### [Your instructions]
Each line of the records needs to come back exactly as written.

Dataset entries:

PR #1756, opened 2020-04-30
Support user-configured DI container instantiation of seeds

joelperry93:
For our use-case of Phinx, we require some complex services for generating the correct seed data. This creates difficulties in having to manually instantiate all the services within the init methods of the Seed. If users could provide a PSR-11 container that implements the psr/container package interface then it would allow for much more flexability in this regard, including auto-wiring.

### DIFF
--- a/src/Phinx/Console/Command/AbstractCommand.php
+++ b/src/Phinx/Console/Command/AbstractCommand.php
@@ -318,6 +318,10 @@ abstract class AbstractCommand extends Command
     {
         if ($this->getManager() === null) {
             $manager = new Manager($this->getConfig(), $input, $output);
+            $container = $this->config->getContainer();
+            if ($container !== null) {
+                $manager->setContainer($container);
+            }
             $this->setManager($manager);
         } else {
             $manager = $this->getManager();
--- a/src/Phinx/Seed/AbstractSeed.php
+++ b/src/Phinx/Seed/AbstractSeed.php
@@ -40,17 +40,10 @@ abstract class AbstractSeed implements SeedInterface
     protected $output;
 
     /**
-     * @param \Symfony\Component\Console\Input\InputInterface|null $input Input
-     * @param \Symfony\Component\Console\Output\OutputInterface|null $output Output
+     * Override to specify dependencies for dependency injection from the configured PSR-11 container
      */
-    final public function __construct(InputInterface $input = null, OutputInterface $output = null)
+    public function __construct()
     {
-        if ($input !== null) {
-            $this->setInput($input);
-        }
-        if ($output !== null) {
-            $this->setOutput($output);
-        }
     }
 
     /**
--- a/composer.json
+++ b/composer.json
@@ -28,6 +28,7 @@
         "php": ">=7.2",
         "cakephp/collection": "^4.0",
         "cakephp/database": "^4.0",
+        "psr/container": "^1.0",
         "symfony/console": "^3.4|^4.0|^5.0",
         "symfony/config": "^3.4|^4.0|^5.0"
     },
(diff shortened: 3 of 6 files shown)


src/Phinx/Seed/AbstractSeed.php
```diff
@@ -40,17 +40,10 @@ abstract class AbstractSeed implements SeedInterface
     protected $output;
 
     /**
-     * @param \Symfony\Component\Console\Input\InputInterface|null $input Input
-     * @param \Symfony\Component\Console\Output\OutputInterface|null $output Output
+     * Override to specify dependencies for dependency injection from the configured PSR-11 container
      */
-    final public function __construct(InputInterface $input = null, OutputInterface $output = null)
+    public function __construct()
```
dereuromark, line 45: Wouldnt this change break all current seeds?

joelperry93: I don't see why it would. No one would have been able to override this constructor as it was final. Unless you can see something I can't.

src/Phinx/Console/Command/AbstractCommand.php
```diff
@@ -318,6 +318,10 @@ protected function loadManager(InputInterface $input, OutputInterface $output)
     {
         if ($this->getManager() === null) {
             $manager = new Manager($this->getConfig(), $input, $output);
+            $container = $this->config->getContainer();
```
dereuromark, line 321: This might have caused a regression in master

> Error: [Error] Call to a member function getContainer() on null in vendor/robmorgan/phinx/src/Phinx/Console/Command/AbstractCommand.php on line 321

dereuromark: For some reason this seems to fix it: https://github.com/cakephp/phinx/commit/18202cdb700cac236436dc1e0a934faf2dcf0b04

joelperry93: Oh dear. Sorry about that! I'm a bit confused as to how $this->config is null when above $this->getConfig() is passing $this->config into new Manager which expects an object which is not null. Could you give me steps to reproduce?

joelperry93: That is very weird. Can't see why that would make a difference.

dereuromark: Yeah, I also dont understand it. The changed code worked though for now.

MasterOdin: Is this in phinx proper or in a wrapper of it? How does `$this->config` be null, yet `getConfig()`, which simply returns `$this->config` return something that is not null?

dereuromark: It is in the Migrations wrapper ( https://github.com/cakephp/migrations )

joelperry93: Perhaps ->getConfig() is being overridden in a child class

mnsami:
I'm trying to set my own container in the config with something like this

```
"container" => \Face\Core\Container\Container::class,
```

But it doesn't work, I don't see an example of this in the documentation and I'm not sure how to make it work.

I'm using phpslim v3 framework.

@joelperry93 can you provide more insight? thanks

joelperry93:
You'll need to pass the container instance itself in, rather than the class string. That way you can wire up all your services within that container instance for the Seed class dependencies to be resolved against.

Hope that helps

mnsami:
First, thanks for getting back so fast, I really appreciate it, I doubted that, but if you are in a config file how is it possible to pass an instance? any. insights or pointers ?

joelperry93:
Well the config file is just a regular PHP file, so you have access to any general functionality you need to construct your container. It's project-specific on what that might look like. Perhaps you need to require some bootstrap file to bring it in to scope?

### [Expected output]
PR #1756, opened 2020-04-30
Support user-configured DI container instantiation of seeds

joelperry93:
For our use-case of Phinx, we require some complex services for generating the correct seed data. This creates difficulties in having to manually instantiate all the services within the init methods of the Seed. If users could provide a PSR-11 container that implements the psr/container package interface then it would allow for much more flexability in this regard, including auto-wiring.

### DIFF
--- a/src/Phinx/Console/Command/AbstractCommand.php
+++ b/src/Phinx/Console/Command/AbstractCommand.php
@@ -318,6 +318,10 @@ abstract class AbstractCommand extends Command
     {
         if ($this->getManager() === null) {
             $manager = new Manager($this->getConfig(), $input, $output);
+            $container = $this->config->getContainer();
+            if ($container !== null) {
+                $manager->setContainer($container);
+            }
             $this->setManager($manager);
         } else {
             $manager = $this->getManager();
--- a/src/Phinx/Seed/AbstractSeed.php
+++ b/src/Phinx/Seed/AbstractSeed.php
@@ -40,17 +40,10 @@ abstract class AbstractSeed implements SeedInterface
     protected $output;
 
     /**
-     * @param \Symfony\Component\Console\Input\InputInterface|null $input Input
-     * @param \Symfony\Component\Console\Output\OutputInterface|null $output Output
+     * Override to specify dependencies for dependency injection from the configured PSR-11 container
      */
-    final public function __construct(InputInterface $input = null, OutputInterface $output = null)
+    public function __construct()
     {
-        if ($input !== null) {
-            $this->setInput($input);
-        }
-        if ($output !== null) {
-            $this->setOutput($output);
-        }
     }
 
     /**
--- a/composer.json
+++ b/composer.json
@@ -28,6 +28,7 @@
         "php": ">=7.2",
         "cakephp/collection": "^4.0",
         "cakephp/database": "^4.0",
+        "psr/container": "^1.0",
         "symfony/console": "^3.4|^4.0|^5.0",
         "symfony/config": "^3.4|^4.0|^5.0"
     },
(diff shortened: 3 of 6 files shown)


src/Phinx/Seed/AbstractSeed.php
```diff
@@ -40,17 +40,10 @@ abstract class AbstractSeed implements SeedInterface
     protected $output;
 
     /**
-     * @param \Symfony\Component\Console\Input\InputInterface|null $input Input
-     * @param \Symfony\Component\Console\Output\OutputInterface|null $output Output
+     * Override to specify dependencies for dependency injection from the configured PSR-11 container
      */
-    final public function __construct(InputInterface $input = null, OutputInterface $output = null)
+    public function __construct()
```
dereuromark, line 45: Wouldnt this change break all current seeds?

joelperry93: I don't see why it would. No one would have been able to override this constructor as it was final. Unless you can see something I can't.

src/Phinx/Console/Command/AbstractCommand.php
```diff
@@ -318,6 +318,10 @@ protected function loadManager(InputInterface $input, OutputInterface $output)
     {
         if ($this->getManager() === null) {
             $manager = new Manager($this->getConfig(), $input, $output);
+            $container = $this->config->getContainer();
```
dereuromark, line 321: This might have caused a regression in master

> Error: [Error] Call to a member function getContainer() on null in vendor/robmorgan/phinx/src/Phinx/Console/Command/AbstractCommand.php on line 321

dereuromark: For some reason this seems to fix it: https://github.com/cakephp/phinx/commit/18202cdb700cac236436dc1e0a934faf2dcf0b04

joelperry93: Oh dear. Sorry about that! I'm a bit confused as to how $this->config is null when above $this->getConfig() is passing $this->config into new Manager which expects an object which is not null. Could you give me steps to reproduce?

joelperry93: That is very weird. Can't see why that would make a difference.

dereuromark: Yeah, I also dont understand it. The changed code worked though for now.

MasterOdin: Is this in phinx proper or in a wrapper of it? How does `$this->config` be null, yet `getConfig()`, which simply returns `$this->config` return something that is not null?

dereuromark: It is in the Migrations wrapper ( https://github.com/cakephp/migrations )

joelperry93: Perhaps ->getConfig() is being overridden in a child class

mnsami:
I'm trying to set my own container in the config with something like this

```
"container" => \Face\Core\Container\Container::class,
```

But it doesn't work, I don't see an example of this in the documentation and I'm not sure how to make it work.

I'm using phpslim v3 framework.

@joelperry93 can you provide more insight? thanks

joelperry93:
You'll need to pass the container instance itself in, rather than the class string. That way you can wire up all your services within that container instance for the Seed class dependencies to be resolved against.

Hope that helps

mnsami:
First, thanks for getting back so fast, I really appreciate it, I doubted that, but if you are in a config file how is it possible to pass an instance? any. insights or pointers ?

joelperry93:
Well the config file is just a regular PHP file, so you have access to any general functionality you need to construct your container. It's project-specific on what that might look like. Perhaps you need to require some bootstrap file to bring it in to scope?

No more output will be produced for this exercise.